TASK TO COMPLETE:
The answer is to be an exact copy of the lines below running from the line with "Comparator<Call>? = null" down to the line with "readyAsyncCalls = LinkedList<AsyncCall>()", both ends included, and nothing more.

"""

PR #7218, opened 2022-04-06
Support request priority

### LINKED ISSUE #404: Implement RFC 9113 stream priorities for HTTP/2
At the moment we don't honor stream priority, and we don't allow app developers to prioritize their streams.

We should.

tom5079:
Currently, `Dispatcher` executes calls First-In-First-Out.  
This PR adds a way for users to customize what calls to execute next.  
resolves #404.

### DIFF
--- a/okhttp/src/jvmMain/kotlin/okhttp3/Dispatcher.kt
+++ b/okhttp/src/jvmMain/kotlin/okhttp3/Dispatcher.kt
@@ -18,6 +18,7 @@ package okhttp3
 import java.util.ArrayDeque
 import java.util.Collections
 import java.util.Deque
+import java.util.LinkedList
 import java.util.concurrent.ExecutorService
 import java.util.concurrent.SynchronousQueue
 import java.util.concurrent.ThreadPoolExecutor
@@ -98,8 +99,20 @@ class Dispatcher() {
       return executorServiceOrNull!!
     }
 
+
+  @get:Synchronized
+  @set:Synchronized
+  @get:JvmName("priorityOrder")
+    /**
+     * A comparator that determines the priority of the async calls.
+     * A call with the highest priority will be executed first.
+     *
+     * When [priorityOrder] is null or returns 0, calls that are enqueued first have priority.
+     */
+  var priorityOrder: Comparator<Call>? = null
+
   /** Ready async calls in the order they'll be run. */
-  private val readyAsyncCalls = ArrayDeque<AsyncCall>()
+  private val readyAsyncCalls = LinkedList<AsyncCall>()
 
   /** Running asynchronous calls. Includes canceled calls that haven't finished yet. */
   private val runningAsyncCalls = ArrayDeque<AsyncCall>()
@@ -113,13 +126,26 @@ class Dispatcher() {
 
   internal fun enqueue(call: AsyncCall) {
     synchronized(this) {
-      readyAsyncCalls.add(call)
-
       // Mutate the AsyncCall so that it shares the AtomicInteger of an existing running call to
       // the same host.
       if (!call.call.forWebSocket) {
         val existingCall = findExistingCallWithHost(call.host)
         if (existingCall != null) call.reuseCallsPerHostFrom(existingCall)
+      }
+
+      val priorityOrder = priorityOrder
+
+      if (priorityOrder == null) readyAsyncCalls.addLast(call) else {
+        val i = readyAsyncCalls.listIterator()
+
+        while (i.hasNext()) {
+          if (priorityOrder.compare(i.next().call, call.call) < 0) {
+            i.previous()
+            break
+          }
+        }
+
+        i.add(call)
       }
     }
     promoteAndExecute()
@@ -164,6 +190,12 @@ class Dispatcher() {
     val executableCalls = mutableListOf<AsyncCall>()
     val isRunning: Boolean
     synchronized(this) {
+      val priorityOrder = priorityOrder
+
+      if (priorityOrder != null) {
+        readyAsyncCalls.sortWith { a, b -> priorityOrder.compare(b.call, a.call) } // sort in descending order
+      }
+
       val i = readyAsyncCalls.iterator()
       while (i.hasNext()) {
         val asyncCall = i.next()
--- a/okhttp/src/jvmMain/kotlin/okhttp3/Dispatcher.kt
+++ b/okhttp/src/jvmMain/kotlin/okhttp3/Dispatcher.kt
@@ -99,20 +99,17 @@ class Dispatcher() {
       return executorServiceOrNull!!
     }
 
-
+  /**
+   * Orders calls by order of execution. When two calls have equal priority order they are executed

"""

ANSWER:
+  var priorityOrder: Comparator<Call>? = null
+
   /** Ready async calls in the order they'll be run. */
-  private val readyAsyncCalls = ArrayDeque<AsyncCall>()
+  private val readyAsyncCalls = LinkedList<AsyncCall>()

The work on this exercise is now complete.